= Pterelaus (son of Taphius) =

In Greek mythology, Pterelaus (/ˌtɛrəˈleɪəs/; Ancient Greek: Πτερέλαος) was a king of the Taphians.

== Family ==
Pterelaus was the son of Taphius and thus, the grandson of the first Pterelaus. Another account makes Taphius the son of Poseidon and Hippothoë, making him grandson of them and a descendant of the Argive hero Perseus.

Pterelaus was the father of several sons: Chromius, Tyrannus, Antiochus, Chersidamas, Mestor, Everes and a daughter named Comaetho.

== Mythology ==
The god Poseidon had caused to grow upon his head a single magic golden hair which, so long as it continued to grow there, made him immortal and unconquerable. Pterelaus and his kin raided the cattle of the king of Mycenae; but he was killed in a retaliatory expedition led by Amphitryon (later the stepfather of Heracles) after being betrayed by Comaetho, who had fallen in love with Amphitryon and pulled out the golden hair from her father's head, rendering him defenceless. The vanquished Taphian realm was handed over to Amphitryon's allies, including Cephalus. Cephalus ruled over many islands, and his followers became known as Cephallenians.
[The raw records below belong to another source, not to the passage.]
PR #2280, opened 2026-08-15
Replace `self.` with `user.`

AndreasArvidsson:
Also did some general cleanup of capture rules


apps/windbg/windbg.py
```diff
@@ -12,14 +12,14 @@
 tag: user.windbg
 """
 
-ctx_windbg_enabled.lists["self.windows_dlls"] = {
+ctx_windbg_enabled.lists["user.windows_dlls"] = {
```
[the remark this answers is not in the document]
AndreasArvidsson: For Talon lists self and user behaves the same, but user is preferred.

core/contacts/contacts.py
```diff
@@ -275,19 +275,17 @@ def prose_contact_snippet(m) -> str:
...
-        "| <user.prose_username> "
-        "| <user.prose_full_name> "
-        "| <user.prose_full_name_possessive> "
-        "| <user.prose_first_name> "
-        "| <user.prose_first_name_possessive> "
-        "| <user.prose_last_name>"
-        "| <user.prose_last_name_possessive>"
-        "| <user.prose_contact_snippet>"
-    ),
+    rule="<user.prose_name>"
```
nriley: I don't see the benefit in doing this — just seems like additional clutter. Is there some style guideline or pending deprecation of which I'm unaware?

AndreasArvidsson: That was intentional: https://github.com/talonhub/community/pull/2278#discussion_r3776603626

But exact same change was already merged in the Ruff pr so it's not relevant for here anymore.

nriley: Yeah I saw that when I was resolving conflicts. Makes sense I guess though I still think it's ugly.

nriley (approved):

core/contacts/contacts.py
AndreasArvidsson: I agree. I have some ideas on how this can be made to look prettier and still avoid the foot gun situation.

Odysseus was a descendant of Cephalus by the following lineage: Cephalus - Arcesius - Laërtes - Odysseus.

In one version of the myth of Cephalus' death, he is said to have committed suicide by jumping off Cape Leucas not out of remorse for the death of his wife Procris, but out of remorse for the death of Pterelaus, whom he also loved.